Тьма отступила, и голубое небо снова засияло своей лазурью, а в груди перестало болезненно тянуть, и она с наслаждением вдохнула августовский воздух, отдающий немного жженым железом. День и правда обещал быть хорошим, и Мадаленна точно знала – нет тому на это веской причины; просто был август, просто светило солнце, просто наконец-то Мадаленна Стоунбрук осталась одна.
========== Глава 4 ==========
Джон не появлялся у Стоунбруков уже неделю, и каждый день Хильда Стоунбрук постукивала своей палкой по паркету и заявляла, что она давно не видела «этого славного юношу». Чем так приглянулся Джон старой миссис Стоунбрук, знали абсолютно все в городе, и весть о том, что свадьба будет пышной и прекрасной разлетелась, прежде чем сама Мадаленна узнала о том, что ее хотят выдать замуж. Это известие не удивило ее – она всегда знала, что подобное произойдет, и только молча отсчитывала минуты до того, пока Джон Гэлбрейт не войдет в дом с огромным букетом и не попросит ее стать его женой. И, разумеется, Мадаленна скажет «да», ведь не может же она иначе ответить на все те годы заботы и доверия со стороны Хильды Стоунбрук.

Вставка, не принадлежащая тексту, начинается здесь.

PR #3001, opened 2021-03-09
Add republishing information for content-publisher

huwd:
This came up during a 2ndline shift where a govspeak component change
caused the contact element for press releases to render with different
HTML.

As a result we needed to go in and republish a lot of content publisher
content, and the how-to was missing from our docs.

I also took the chance to rearrange the complex links as footnotes
whilst I was there.


Rosa-Fox (approved):
I haven't actually seen markdown links written as variables like this before but I like it! 👍

PR #3004, opened 2021-03-10
Add instructions for hiding the Brexit link

sihugh:
If we need to use the emergency banner, then we have been cleared to remove the Brexit link in order to reduce the overall height of the banner section.


deborahchua (approved):

sihugh:
Thanks Deb!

При мысли об этом Мадаленну пробирал истерический смех, и она каждый раз затыкала себе рот, чтобы не расхохотаться на весь мраморный дворец – кто-то жаловался на то, что их жизнь была слишком спонтанна, так вот Мадаленна Стоунбрук с уверенность могла бы сказать, что ее жизнь была распланирована на долгие тридцать лет вперед. Джон появлялся каждый день, и, к его чести надо было сказать, что не всегда по своей воле. Но стоило Бабушке завидеть его на подъездной аллее, или просто фигуру, похожую на Джона, как она тут же гнала Мадаленну за ним вслед, а если это оказывался не он, то звонила в дом Гэлбрейтов и милостиво просила Джона зайти к ним. Он всегда появлялся немного смущенно, но с каждым разом уверенности в нем прибавлялось, и вскоре он уже не пятился к выходу, стоило ему заслышать голос Хильды, а спокойно проходил в холл, вручал аляпистый букет Аньезе и целовал руку миссис Стоунбрук.